Share your dilemmas and get honest opinions from other Mumsnetters.

AIBU to find it weird when adult friend acts like a baby?

177 replies

Puzzled47 · 31/05/2021 21:22

I will preface this to say this is one of my oldest friends and I love her to bits, she is kind, thoughtful, we have great fun etc.

However, she has a habit of acting like a baby a lot of the time and it genuinely baffles me! She's always done it to some extent but I'm sure she's got worse in the last year or so. We are both early 30s btw.

Examples include:
Regularly talking in an actual baby voice (no human under the age of 30 around) and using phrases like "would you like some more winey winey?"
Calls her parents mumma and dadda, never mum and dad etc
Refers to a shower as a "joosh joosh" (wtf?!)
Calls her husband all sorts of really cringy pet names (in public) in a baby voice like "sausage boo" and "bubba".
She sometimes physically acts quite childlike too, it's hard to explain but things like holding a mug of tea, or a glass of water, she holds it with both hands and tips it up to sip with her arms tucked tight to her body (she has no physical disability before anyone suggests that).

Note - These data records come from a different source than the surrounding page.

PR #4645, opened 2026-04-30
[DEV-14703] Create NL Search Django Model

AHasan-FRB:
## Description:

Create the Django models and the corresponding migrations, ensuring the correct tables and relationships are created in Postgres, related to NL search assistant design and work.

## Technical Details:

- To load data for fixtures, you can run each separately or alternative run the script to do it automatically with the command `python manage.py load_llm_fixtures`
- New tests created to ensure loading new modelsworks successfully
- Models include __str__ attribute for easy admin debugging
- Default ordering is present for most model fields, for easier indexing and searching

## Requirements for PR Merge:

    1. API Contracts
    2. API UI
    3. Comments
5. [ ] Jira Ticket(s)
    1. [DEV-14703](https://federal-spending-transparency.atlassian.net/browse/DEV-14703)

[DEV-14703]: https://federal-spending-transparency.atlassian.net/browse/DEV-14703?atlOrigin=eyJpIjoiNWRkNTljNzYxNjVmNDY3MDlhMDU5Y2ZhYzA5YTRkZjUiLCJwIjoiZ2l0aHViLWNvbS1KU1cifQ


usaspending_api/llm/fixtures/ai_models.yaml
zachflanders-frb, line 1: Can we add Nova Pro? (`amazon.nova-pro-v1:0`)

usaspending_api/llm/models/db_models.py
```diff
@@ -0,0 +1,107 @@
...
+    provider = models.CharField(max_length=100)
+
+    def __str__(self):
+        return f"{self.name} ({self.provider})"
+
+    class Meta:
+        db_table = "ai_model"
+        ordering = ["-id"]
+
+class Prompts(models.Model):
```
zachflanders-frb, line 17: I wonder about adding a name field to this model in order to have an easier way to get prompts than using the id or the full description?

usaspending_api/llm/models/db_models.py
```diff
@@ -0,0 +1,107 @@
...
+        db_table = "prompts"
+
+
+class Session(models.Model):
+    ai_model = models.ForeignKey(AIModel, on_delete=models.SET_NULL, null=True, related_name="sessions")
+    tools = models.JSONField(default=list)
+    system_prompt = models.ForeignKey(Prompts, on_delete=models.SET_NULL, null=True, related_name="sessions")
+    started_at = models.DateTimeField(auto_now_add=True)
+    ended_at = models.DateTimeField(null=True, blank=True)
+    feedback = models.BooleanField(default=None, null=True, blank=True, help_text="positive=True, negative=False")
```
zachflanders-frb, line 37: Based on the UX mocks it looks like we are going to have a short survey if someone gives feedback.  This makes me think that feedback could be its own model with an `is_positive` field and then potentially a survey  json field to represent survey questions and answers or even survey question and survey response models to fully model out the survey.  OTOH the survey might not use the api at all and use some other tool to collect feedback.

usaspending_api/llm/models/db_models.py
```diff
@@ -0,0 +1,107 @@
...
+
+class Message(models.Model):
+    session = models.ForeignKey(Session, on_delete=models.CASCADE, related_name="messages")
+    role = models.CharField(max_length=100)
+    message = models.TextField()
+    order = models.IntegerField()
+    created_at = models.DateTimeField(auto_now_add=True)
+    input_tokens = models.IntegerField(default=0)
+    output_tokens = models.IntegerField(default=0)
+    total_tokens = models.IntegerField(default=0)
```
zachflanders-frb: In my initial testing `total_tokens` might not be that important to keep track of since input tokens and output tokens are priced differently and this is primarily to keep track of usage and cost.

usaspending_api/llm/models/db_models.py
```diff
@@ -0,0 +1,107 @@
...
+    def __str__(self):
+        preview = self.user_query[:75] + "..." if len(self.user_query) > 75 else self.user_query
+        return f"Query {self.id}: {preview}"
+
+
+    class Meta:
+        db_table = "llm_search_query"
+        indexes = [
+            models.Index(fields=["-created_at"]),
+        ]
```
zachflanders-frb: I found that this model is redundant because the first message in the session will be a user message that includes the user query, so I would recommend that we do not keep this model.

usaspending_api/llm/models/py_models.py
```diff
@@ -0,0 +1,270 @@
...
+    locationDomesticForeign: str = "all"
+    selectedFundingAgencies: dict[str, Any] = Field(default_factory=dict)
+    selectedAwardingAgencies: dict[str, SelectedAgency] = Field(default_factory=dict)
+    selectedRecipients: list[str] = Field(default_factory=list)
+    recipientDomesticForeign: str = "all"
+    recipientType: list[str] = Field(default_factory=list)
+    selectedRecipientLocations: dict[str, Any] = Field(default_factory=dict)
+    awardType: list[str] = Field(default_factory=list)
+    selectedAwardIDs: dict[str, Any] = Field(default_factory=dict)
+    awardAmounts: dict[str, list[int]] = Field(default_factory=dict)
```
zachflanders-frb: I added to the poc branch to give the llm more context and understanding of the awardAmounts field.

```suggestion
    awardAmounts: dict[str, list[int | None]] = Field(
        default_factory=dict,
        description=(
            "Dictionary of award amount ranges for filtering. "
            "Each value is a two-element list: [min_amount, max_amount]. "
            "Use `None` for unbounded ranges.\n\n"
            "TWO MUTUALLY EXCLUSIVE MODES:\n\n"
            "MODE 1 - STANDARD RANGES (can select multiple):\n"
            "- 'range-0': [None, 1000000] - Awards up to $1M\n"
            "- 'range-1': [1000000, 25000000] - Awards $1M to $25M\n"
            "- 'range-2': [25000000, 100000000] - Awards $25M to $100M\n"
            "- 'range-3': [100000000, 500000000] - Awards $100M to $500M\n"
            "- 'range-4': [500000000, None] - Awards over $500M\n\n"
            "MODE 2 - SPECIFIC RANGE (must be alone):\n"
            "- 'specific': [min, max] - Specify exact dollar amounts\n\n"
            "CRITICAL RULES:\n"
            "1. You can use multiple standard ranges together (range-0 through range-4)\n"
            "2. You can use ONE specific range with specific min/max values\n"
            "3. NEVER mix standard ranges with specific range\n"
            "4. When using 'specific', it must be the ONLY key in the dictionary"
        ),
        json_schema_extra={
            "examples": [
                # Example 1: Multiple standard ranges
                {"range-0": [None, 1000000], "range-2": [25000000, 100000000]},
                # Example 2: Single standard range
                {"range-3": [100000000, 500000000]},
                # Example 3: Custom range with both bounds
                {"specific": [5000000, 50000000]},
                # Example 4: Custom range unbounded above
                {"specific": [10000000, None]},
                # Example 5: Custom range unbounded below
                {"specific": [None, 75000000]},
            ]
        },
    )
```

usaspending_api/llm/models/db_models.py
zachflanders-frb, line 1: Can we add the migrations file to this PR?

zachflanders-frb (changes requested):
Looking good!  I am requesting changes to remove the LLMSearchQurey model and to add the migrations file to the commit.

usaspending_api/llm/models/db_models.py
AHasan-FRB: Will maintain it as is for now, if they are handling feedback through us can separate into its own model.

usaspending_api/llm/fixtures/prompts.yaml
```diff
@@ -0,0 +1,11 @@
+- model: llm.prompts
+  pk: 1
+  fields:
+    description: initial system prompt for the search assistant
+    text: >
```
zachflanders-frb, line 6: Can we give this a name like "initial" or similar to match the name field we added to the model?

usaspending_api/llm/tests/integration/test_db_models.py
```diff
@@ -0,0 +1,526 @@
+import pytest
+from django.db import IntegrityError
+from django.utils import timezone
+
+from usaspending_api.llm.models.db_models import AIModel, LLMSearchQuery, Message, Prompts, Session, ToolUse
```
zachflanders-frb: We'll need to remove LLMSearchQuery here too.

usaspending_api/llm/tests/integration/test_db_models.py
```diff
@@ -0,0 +1,526 @@
...
+            session=session
+        )
+        query2 = LLMSearchQuery.objects.create(
+            user_query="Second query",
+            session=session
+        )
+
+        assert session.search_queries.count() == 2
+        assert query1 in session.search_queries.all()
+        assert query2 in session.search_queries.all()
```
zachflanders-frb: These tests should be removed too.

usaspending_api/llm/tests/integration/test_db_models.py
```diff
@@ -0,0 +1,526 @@
...
+            ai_model=ai_model,
+            system_prompt=prompt,
+            tools=["lookup_location", "advanced_search"]
+        )
+
+        # Create search query
+        LLMSearchQuery.objects.create(
+            user_query="Find contracts in Texas",
+            session=session
+        )
```
zachflanders-frb: This can be removed.

usaspending_api/llm/tests/integration/test_db_models.py
```diff
@@ -0,0 +1,526 @@
...
+
+
+@pytest.mark.django_db
+class TestPrompts:
+    def test_create_prompt(self):
+        """Test creating a Prompts instance"""
+        prompt = Prompts.objects.create(
+            description="Test prompt",
+            text="You are a helpful assistant"
+        )
```
zachflanders-frb, line 53: You might need to add `name` here and elsewhere where you are creating a prompt because I don't think this field can accept nulls.

zachflanders-frb (commented):
Just a couple notes to align the fixtures and the tests with the changes to the models.

zachflanders-frb (approved):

It's odd as she is physically extremely petite and quite underweight and has mentioned before how she feels insecure at not having a womanly figure. So I find it odd that she chooses to act like a child if this is one of her insecurities?

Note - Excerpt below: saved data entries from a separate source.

PR #4651, opened 2026-05-05
[DEV-15092] Implement decorator for LLM endpoints

AHasan-FRB:
## Description:

In the past we have used a pattern that validated a header in an API request before allowing access to some functionality. With the new LLM endpoints we will want to take this one step further than previous implementations. We will need to work with OPS to create a UUID that is stored in AWS and used to access all of the LLM endpoints that we will write.

## Technical Details:

- Added decorator to `api_request_utils.py`
- Uncomment environment variable `LLM_API_SECRET_NAME`

## Requirements for PR Merge:

    1. API Contracts
    2. API UI
    3. Comments
5. [ ] Jira Ticket(s)
    1. [DEV-15092](https://federal-spending-transparency.atlassian.net/browse/DEV-15092)

[DEV-15092]: https://federal-spending-transparency.atlassian.net/browse/DEV-15092?atlOrigin=eyJpIjoiNWRkNTljNzYxNjVmNDY3MDlhMDU5Y2ZhYzA5YTRkZjUiLCJwIjoiZ2l0aHViLWNvbS1KU1cifQ


usaspending_api/common/api_request_utils.py
```diff
@@ -64,15 +74,21 @@ class FilterGenerator:
         "range_intersect": "range_intersect",
     }
 
-    def __init__(self, model, filter_map={}, ignored_parameters=[]):
-        self.filter_map = filter_map
+    def __init__(
+        self,
+        model: Any,
+        filter_map: Optional[Dict[str, str]] = None,
+        ignored_parameters: Optional[List[str]] = None,
```
zachflanders-frb, line 81: Nice job catching these mutable default parameters and updating them to `None`. 

One thing about the type hints: Python updated the syntax for type hints to support the built in types for things like `dict` and `list` and to support the use of the `|` for union.  It is now recommended to use `dict[str, str] | None` for optional. This comment applies to all new type hints in this changeset.  We have examples of both syntax styles in our code base, but it would be good if we could use the newer syntax as we're writing new code and updating for our style checks.  See this for more info: https://typing.python.org/en/latest/reference/best_practices.html#stylistic-practices

@sethstoudenmier @aguest-kc It might be good to implement these rules if we want to enforce this in our code base:
https://docs.astral.sh/ruff/rules/non-pep585-annotation/
https://docs.astral.sh/ruff/rules/non-pep604-annotation-union/
https://docs.astral.sh/ruff/rules/non-pep604-annotation-optional/

usaspending_api/common/api_request_utils.py
```diff
@@ -408,11 +429,13 @@ def handle(data_set, body, serializer=None):
...
 
         filter_matched_ids, pk_name = AutoCompleteHandler.get_filter_matched_ids(
-            data_set.all(), body["fields"], body["value"], body.get("mode", "contains"), body.get("limit", 10)
+            data_set.all(), body["fields"], body["value"], body.get("mode", "contains"),
+            body.get("limit", 10)
         )
 
         # Get matching string values, and their counts
-        value_dict, count_dict = AutoCompleteHandler.get_values_and_counts(data_set.all(), filter_matched_ids, pk_name)
+        value_dict, count_dict = AutoCompleteHandler.get_values_and_counts(data_set.all(),
```
zachflanders-frb, line 475: We have an override for allowing 120 characters per line .  It looks like your code formatter is ignoring this override.  It might be worth checking to see if you can get your code formatter to recognize the 120 line character limit because  this adds noise to the PR and the next time someone makes a change to this file all the lines like this will be formatted back to a single line.

usaspending_api/common/api_request_utils.py
```diff
@@ -423,16 +484,143 @@ def handle(data_set, body, serializer=None):
...
+        Example:
+            @LLMAPIKeyHandler.require_api_key
+            @cache_response()
+            @api_view(['GET', 'POST'])
+            def llm_endpoint(request):
+                return Response({"message": "LLM endpoint"})
+        """
+
+        @wraps(function)
+        def wrapper(*args: Any, **kwargs: Any) -> Response:  # noqa: PLR0911, PLR0912
```
zachflanders-frb: Since this is new code I think we can try to meet PLR0911 and PLR0912 either by extracting some of the functionality to smaller functions or consolidating some of the branching.

zachflanders-frb (dismissed):
Functionality look really good 👍 .  I left some comments about code style and hope @sethstoudenmier and @aguest-kc can weigh in on the type hint code rules and whether we should add rules to stick to the newer type hint syntax described here: https://typing.python.org/en/latest/reference/best_practices.html#stylistic-practices

usaspending_api/common/api_request_utils.py
aguest-kc: I like all three of these rules.

sethstoudenmier: Definitely agree on the first two and I find myself going back and forth on the third since `Optional[...]` is sometimes more readable / obvious. With that said, I do like the idea of picking either `Optional[...]` or `... | None` for consistency. Given there is a ruff rule for it here then I vote for it as well.

usaspending_api/common/api_request_utils.py
sethstoudenmier: In response to: https://github.com/fedspendingtransparency/usaspending-api/pull/4651#discussion_r3202429142
>Since this is new code I think we can try to meet PLR0911 and PLR0912 either by extracting some of the functionality to smaller functions or consolidating some of the branching.

Agreed. Should ideally only use `# noqa` for complex checks outside of the code we are touching that just so happens to be in a shared file.

I would go as far as to block the PR to see if we can get this resolved. If there is some reason address these then I am happy to discuss.

sethstoudenmier (changes requested):
Will do a more thorough review but blocking in regard to the comment on the style checks for new code.

usaspending_api/common/api_request_utils.py
AHasan-FRB: I agree this should be addressed, I think these were auto applied, so I will get it adjusted with new changes to review.

usaspending_api/common/api_request_utils.py
```diff
@@ -423,16 +484,202 @@ def handle(data_set, body, serializer=None):
...
+        Returns tuple of (api_key, secret_name) on success or error Response on failure.
+        """
+        if not request:
+            return LLMAPIKeyHandler._error_response(
+                "Request object not found",
+                status.HTTP_500_INTERNAL_SERVER_ERROR
+            )
+
+        llm_api_key = request.headers.get('X-LLM-API-Key')
+        secret_name = os.environ.get('LLM_API_SECRET_NAME')
```
sethstoudenmier, line 584: Won't block on this right now since it wasn't called out for implementation, but it would be good to add this to the default.py config so that it can then be referenced here as `CONFIG.LLM_API_SECRET_NAME`

sethstoudenmier (approved):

Maybe I'm just a massive bitch but this is weird behaviour for a grown adult right?

YABU - this is perfectly normal, I wouldn't bat an eyelid at this behaviour
YANBU - no, weird

OP posts:
Bangolads · 02/06/2021 21:12

Mmm yes this is odd and sounds very annoying. The older I get the more people baffle me, however I accept that surely in turn I must baffle them. If she’s a great friend then I don’t see the issue if I’m honest. We all put up with one another on the end and I hate to say it but you probably annoy her too.

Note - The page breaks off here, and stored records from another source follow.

PR #4678, opened 2026-06-18
[DEV-12749] Duplicated Rows in Download File

AHasan-FRB:
## Description:

Fixes that caused old/retried downloads to have lingering previous artifacts causing duplicated rows in the download file.

## Technical Details:

- Root Cause: When downloads failed mid-execution, orphaned DownloadJobLookup entries remained in the database. On retry, new entries were created alongside old ones, causing queries to return duplicate rows.
- Solution: Added cleanup_previous_download_attempt() function that runs at the start of each download to remove orphaned lookup entries, incomplete zip files, and temporary directories from failed previous attempts.
- Files Changed: Modified download_generation.py and generate_spark_download.py to call cleanup before processing begins.
- Impact: Ensures idempotent download retries - downloads can now be safely retried without accumulating artifacts or producing duplicate rows.
- Testing: Unit and integration tests verify cleanup removes orphaned data without affecting other jobs and retries to produce correct results.

## Requirements for PR Merge:

    1. API Contracts
    2. API UI
    3. Comments
5. [ ] Jira Ticket(s)
    1. [DEV-12749](https://federal-spending-transparency.atlassian.net/browse/DEV-12749)

[DEV-12749]: https://federal-spending-transparency.atlassian.net/browse/DEV-12749?atlOrigin=eyJpIjoiNWRkNTljNzYxNjVmNDY3MDlhMDU5Y2ZhYzA5YTRkZjUiLCJwIjoiZ2l0aHViLWNvbS1KU1cifQ


aguest-kc (dismissed):

usaspending_api/download/filestreaming/download_generation.py
```diff
@@ -68,6 +68,8 @@ def generate_download(download_job: DownloadJob, origination: Optional[str] = No
 
     file_name = start_download(download_job)
 
+    cleanup_previous_download_attempt(download_job)
```
zachflanders-frb: I think this needs to come before `start_download`, because `start_download` will create a new download job by calling `.save` and this comes along afterwards and deletes the newly created download job.

usaspending_api/download/management/commands/generate_spark_download.py
```diff
@@ -274,6 +277,45 @@ def get_download_request(self) -> DownloadRequest:
             type=download_type,
         )
 
+    def cleanup_previous_attempt(self) -> None:
```
zachflanders-frb: This method is duplicated from the `filestreaming/download_generation.py` file.  We should consolidated this code to prevent code duplication, e.g. in the helpers dir.

zachflanders-frb: Additional cleanup logic is in self.cleanup method of this class and in the finally clause of the try/except/finally statement of the `filestreaming/download_generation.py`.  It would be good to get all this code consolidated into a single cleanup method.

zachflanders-frb (changes requested):
Requesting changes to move the cleanup attempt before the start download method in filestreaming/download_generation.py and to consolidate the two duplicated `cleanup_previous_attempt/cleanup_previous_download_attempt` methods.

zachflanders-frb (approved):
I like how you broke down the long download functions into smaller pieces.  LGTM.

SingleMamaG · 02/06/2021 21:27

It makes women feel precious and special and vulnerable (I’m guessing here) it’s attention seeking. It’s weird.

skwish · 02/06/2021 21:45

I once had a boyfriend who did this. Particularly weird as I was mid twenties, he was late thirties. So fucking weird. Also used to refer to himself in the third person (shudder). Needless to say he didn’t last long! Personally I wouldn’t be able to cope with this woman’s company, but each to their own!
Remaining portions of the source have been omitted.